# Success!!! The Ban on EV Conversions in Ontario, Canada is Over!!!



## eco steve (Aug 3, 2009)

*Thank you From*
* http://www.10n10.ca/e/Ontario EV Ban.shtml*

*2010.06.08 *

*Ontario's Ban on Electric Cars*

*Success!!! The Ban on EV Conversions is Over!!!*

Yesterday (June 7, 2010), Electric Mobility Canada sent out an e-mail advising its Ontario members that MTO has lifted the ban, and has implemented an interim solution for the licensing of electric vehicle conversions. That e-mail read (in part): 
"Dear EMC Ontario members, "I am pleased to announce that following consultations with officials at the Ministry of Transportation of Ontario (MTO) I have been advised by MTO this morning that the temporary moratorium on the registration of internal combustion engine vehicles converted to EVs in Ontario has been lifted.
"Effective today, converted vehicles can be registered as EVs at the following 3 locations:
* In Ottawa at the Laurier Avenue licence office
* In Toronto at the College Park licence office
* In Toronto North York at the Yonge and Sheppard vehicle office.
"To register, please bring along the vehicle safety standard certificate provided by an authorized garage.
"At the vehicle licence office, you will need to sign a declaration to the effect that the vehicle has been converted to EV operation.
"Upon registration, MTO will issue a decal for placement on the vehicle. This decal will alert first responders that the vehicle is an EV.
"EMC is appreciative of MTO’s collaboration in this important area.
"Further to the above, EMC has agreed to work with MTO in developing guidelines to define appropriate safety requirements for EV conversions. And, through MTO, EMC will work with the MTO counterparts in other provincial and territorial jurisdictions to achieve national consensus on such guidelines. When this process begins, EMC will involve its interested members."
If the Ottawa or Toronto locations are not convenient to you, I suggest you contact MTO or ServiceOntario directly to see what arrangements can be made to assist you in registering your converted electric vehicle.
Based on this communication, there is no longer any need to protest to the Minister or other government officials about this issue. However, communications to those officials of thanks for attending to the matter in a reasonable fashion will undoubtedly carry shock value (in a good way).
Now, let's get busy and put some more zero-emissions EVs on the road. If you are doing a conversion, you have until June 30, 2010 to qualify for the retail sales tax rebate. (Rumour has it that conversions will not qualify for any incentives under the new rules starting on July 1st with the advent of the HST in Ontario.) 

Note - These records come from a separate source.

PR #40643, opened 2025-08-05
docs(fetchevent): improve example clarity

jmdarling:
### Description
Updates the "example" for [FetchEvent](https://developer.mozilla.org/en-US/docs/Web/API/FetchEvent#examples) to improve clarity and better match likely real-world implementations.

### Motivation
When leveraging the [FetchEvent](https://developer.mozilla.org/en-US/docs/Web/API/FetchEvent) documentation to help educate my co-workers, the example provided lead to confusion about how to leverage the API. The improvements made should more clearly explain what is being done in the example and why each line matters.

### Additional details

N/A

N/A

### DIFF
--- a/files/en-us/web/api/fetchevent/index.md
+++ b/files/en-us/web/api/fetchevent/index.md
@@ -63,14 +63,22 @@ self.addEventListener("fetch", (event) => {
       const cachedResponse = await cache.match(event.request);
 
       if (cachedResponse) {
-        // If we found a match in the cache, return it, but also
-        // update the entry in the cache in the background.
+        // Asynchronously update the entry in the cache,
+        // implementing the "stale-while-revalidate" pattern.
         event.waitUntil(cache.add(event.request));
+
+        // Immediately return the cached response.
         return cachedResponse;
       }
 
       // If we didn't find a match in the cache, use the network.
-      return fetch(event.request);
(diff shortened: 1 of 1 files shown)


jakearchibald:
The text above the example:

> This fetch event uses the browser default for non-GET requests. For GET requests it tries to return a match in the cache, and falls back to the network. If it finds a match in the cache, it asynchronously updates the cache for next time.

Whereas this PR adds an additional behaviour: If there's no match in the cache, it's added to the cache.

Indiscriminately adding items to the cache is one of the old AppCache gotchas, so I don't recommend deliberately recreating this pattern. You might do it for very particular URL patterns, like a URL pattern for avatars, but I think that's overcomplicating this example.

*Additional Material from MTO*

I have not been able to find a press release from MTO related to this subject.
Their original link at http://www.mto.gov.on.ca/english/dandv/vehicle/emerging/index.shtml#conversions (that worked yesterday) seems to have disappeared. The text that was there:
"Electric vehicle (EV) conversions CAN be operated on roads in Ontario. "Ontario is reviewing registration and safety requirements for vehicles that have been converted to electric power. In the interim, the following registration rules apply. Please note that these rules may change in the future.
"EV conversions are:
• Road worthy vehicles that have been converted from an internal combustion engine (gasoline) to an electric power engine. 
• Powered exclusively by an electric battery.
• Not equipped or powered by an internal combustion engine or any other method.
"To register an EV conversion in Ontario, you will need the following:
• A completed EV Conversion Declaration form (PDF).
• A valid Safety Standards Certificate (SSC) completed after the conversion date.
• A vehicle permit if the vehicle is already registered in Ontario; or appropriate vehicle registration documents.
• Two EV conversion decals (pictured below) which must be affixed to the front windshield and rear window of the vehicle. The decals will be provided at the Driver and Vehicle Licence Issuing Office.
"An EV conversion may only be registered at the following three Driver and Vehicle Licence Issuing Offices:
• College Park (Toronto) – 777 Bay Street, Toronto, M7A 2J3
• Downtown Ottawa – 110 Laurier Avenue West, Ottawa, K1P 1J1
• North York (Toronto) – 47 Sheppard Avenue East, Toronto, M5W 1G9"
 MTO's EV Conversions FAQs (for the new rules as of 2010.06.07)
 PDF file of the MTO Electric Vehicle Conversion Declaration form
 Image of the Electric Vehicle Conversion decal (JPG)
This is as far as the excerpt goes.